Mayor's attack on proposed legal service move
THE Aboriginal Legal Service should rethink its proposal to move its regional office from Grafton to Coffs Harbour because figures it used to justify the move are wrong, says Clarence Valley mayor Jim Simmons.
Cr Simmons said the ALS figure of a Valley indigenous population of 990 were about 1700 short of the figure the council used.
"The council works from a figure of five per cent of the working population of the Valley as Aboriginal," he said.
Cr Simmons and deputy mayor Jason Kingsley met with ALS executives on Monday to discuss the proposed office move with staff.
He said the ALS stuck to its guns about the reasons for the move.
"They said they had taken their figures from the Australian Bureau of Statistics, but I'm not sure how old those figures were," he said.
"They were definitely taking notes and said they would bring up those issues at their next executive meeting."

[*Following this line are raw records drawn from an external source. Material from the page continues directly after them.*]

PR #4294, opened 2022-10-24
Add path checking thread for AI. Add Build condition for use in build…

relent0r:
## Description of changes
This PR introduces a path checking thread for the default AI using the navmesh class. It starts when the AI starts the BaseMonitorInitialization function(does not affect the Sorian AI). Its primary goal is to provide the AI information on which movement layers it can get to an enemies base with.

It will create and maintain a table against the AI brain with information on each enemy and which base can path to the enemy start position with which layer. This can then be accessed by builder conditions in order to allow the AI a more dynamic production capability.

This PR intentionally limits its use to just an example builder so that only the functionality needs to be reviewed. Builder implementation and balance will be performed later.

Use case examaples.
Changing Land factory build limits on island maps
Changing land unit production when land paths are not available.
Changing amphib unit production when land paths are available.
Changing early transport production on island maps.
Limiting mobile land experimental production on maps where no pathing is available.
etc

Example of the table.

info: CanPathTo Table 
info:  - Daedalus (AI: Adaptive): table: 2AF42AA0
info:  -    Alexandra (AI: Sorian): table: 2AF429B0
info:  -       ARMY_2: Land
info:  -       ARMY_3: Amphibious
info:  -       ARMY_4: Land
info:  -       ARMY_5: Amphibious
info:  -       ARMY_6: Amphibious
info:  -       MAIN: Amphibious

This shows the name of the AI at the root table. Then the name of the enemy.
It will then show which movement layer can get to the enemy start position from each of its bases.
I've attached a screenshot showing the real world visual. The AI believes it can get to the enemy AI via amphibious from its main base and 3 expansions. It believes it can get to the enemy via land for two of its expansions that are on the enemies land mass. (please note that the AI establishes a base at the time that an engineer executes an expansion builder not when the base is actually established so some entries are from bases that did not get successfully established yet)

## Test setup for the changes
Create AI's games across various map types. The developer used a combination of land, island, and plateau based maps to validate the correct movement layers were being created against the table. You can perform a log of the  aiBrain.CanPathToEnemy table to get a list of the current AI's, their enemies and the positions they can path from to the enemy start position.

CanPathToThreadCheck


lua/AI/aiutilities.lua
```diff
@@ -2959,3 +2959,82 @@ function AIFindFurthestExpansionAreaNeedsEngineer(aiBrain, locationType, radius,
...
+                --LOG('CanPathToCurrentEnemy: Land path to the enemy found! LAND map! - '..OwnIndex..' vs '..EnemyIndex..''..' Location '..k)
+                aiBrain.CanPathToEnemy[OwnIndex][EnemyIndex][k] = 'Land'
+            else
+                -- we have no path from the nav mesh....
+                --LOG('CanPathToCurrentEnemy: no path returned ')
+                local amphibPath, amphibReason = NavUtils.CanPathTo('Amphibious', locPos, {enemyX,0,enemyZ})
+                if not amphibPath then
+                    --LOG('CanPathToCurrentEnemy: No land or amphib path detected')
+                        -- No land or amphib path, we are likely on a plateu and cant go anywhere without transports.
+                        aiBrain.CanPathToEnemy[OwnIndex][EnemyIndex][k] = 'NoPath'
```
Garanas, line 3030: What if it would default to `Air`, instead of `NoPath`?

lua/AI/aiutilities.lua
```diff
@@ -2959,3 +2959,82 @@ function AIFindFurthestExpansionAreaNeedsEngineer(aiBrain, locationType, radius,
 
     return retPos, retName
 end
+
+
+--- Monitors pathing from each AI base to the current enemy start position. Used for determining which movement layers can attack an enemy.
+---@param aiBrain AIBrain
+function CanPathToCurrentEnemy(aiBrain)
```
Garanas, line 2966: Shouldn't this be a function inside the brain class? It solely relies on the brain (as its input)

lua/AI/aiutilities.lua
relent0r: Thats a good point, and a good idea it will fit with the other naming conventions.

lua/AI/aiutilities.lua
relent0r: Yea thats also a good point. I'll shift it.

lua/aibrain.lua
```diff
@@ -4960,7 +4961,85 @@ AIBrain = Class(moho.aibrain_methods) {
...
+                    --LOG('CanPathToCurrent we have an enemy')
+                    enemyX, enemyZ = self:GetCurrentEnemy():GetArmyStartPos()
+                    -- if we don't have an enemy position then we can't search for a path. Return until we have an enemy position
+                    if not enemyX then
+                        coroutine.yield(30)
+                        break
+                    end
+                else
+                    --LOG('CanPathToCurrent no current enemy')
+                    coroutine.yield(30)
```
Garanas, line 4997: Better to use WaitTicks - that is more commonly used throughout the code base and it refers to `coroutine.yield`, see also: https://github.com/FAForever/fa/blob/deploy/fafdevelop/lua/simInit.lua#L25

lua/aibrain.lua
```diff
@@ -4960,7 +4961,85 @@ AIBrain = Class(moho.aibrain_methods) {
...
+        -- added amphib vs nopath results so we can tell when we are trapped on a plateu
+        coroutine.yield(Random(5,20))
+        local NavUtils = import('/lua/sim/NavUtils.lua')
+        if not self.CanPathToEnemy then
+            self.CanPathToEnemy = {}
+        end
+
+        while true do
+            --LOG('Start path checking')
+            --LOG('CanPathToCurrent Table '..repr(aiBrain.CanPathToEnemy))
```
Garanas, line 4980: Better to remove code in comments, makes it easier to read / understand for other developers

lua/aibrain.lua
```diff
@@ -4960,7 +4961,85 @@ AIBrain = Class(moho.aibrain_methods) {
...
+            
+            --We are getting the current base position rather than the start position so we can use this for expansions.
+            for k, v in self.BuilderManagers do
```
Garanas, line 4983: For my understanding, this will check what is applicable for each base (each builder manager is a base)?

relent0r: Yes thats right. It needs to validate each base position since expansions can be on different land masses and may or may not be able to path via the different movement layers.

Originally I was going to just write this as something that fires each time a base is created but then I realised that as soon as the current enemy changes then all the path results could change with it.

lua/aibrain.lua
relent0r: ok have done this.

lua/aibrain.lua
```diff
@@ -4960,7 +4961,85 @@ AIBrain = Class(moho.aibrain_methods) {
...
+                        break
+                    end
+                else
+                    --LOG('CanPathToCurrent no current enemy')
+                    coroutine.yield(30)
+                    break
+                end
+
+                -- Get the armyindex from the enemy
+                local EnemyIndex = ArmyBrains[self:GetCurrentEnemy():GetArmyIndex()].Nickname
```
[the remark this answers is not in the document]
relent0r: I don't have an answer for this  :) Would you rather it be the army index since thats also unique?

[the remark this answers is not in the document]
Garanas: Yes, that seems to me to be the better approach.

lua/aibrain.lua
relent0r: Ok have changed this for consistency.

lua/aibrain.lua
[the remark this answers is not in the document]
relent0r: have updated to use the army indexes instead of nicknames.

Garanas (approved):

Garanas (approved):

Cr Simmons said the deputy mayor also had questions for the ALS about the transport difficulties facing Aboriginal clients of the ALS in outlying areas such as Baryulgil and Malabugilmah.
"I've authorised council general manager Ashley Lindsay to send the ALS an email seeking clarification on several points including the population figures and the transport issues," he said.
Cr Simmons said he would present a Mayoral Minute, expanding on that email, to the final Clarence Valley Council meeting of the year, next week, calling for ALS to review its proposal.
Acting CEO of the ALS, Janelle Clarke, said the move would go ahead based on the number of finalised cases involving Aboriginal people coming through Coffs Harbour Court. She said this number, plus the larger number of sitting days in Coffs Harbour, compared to Grafton, made it inevitable the service needed to move.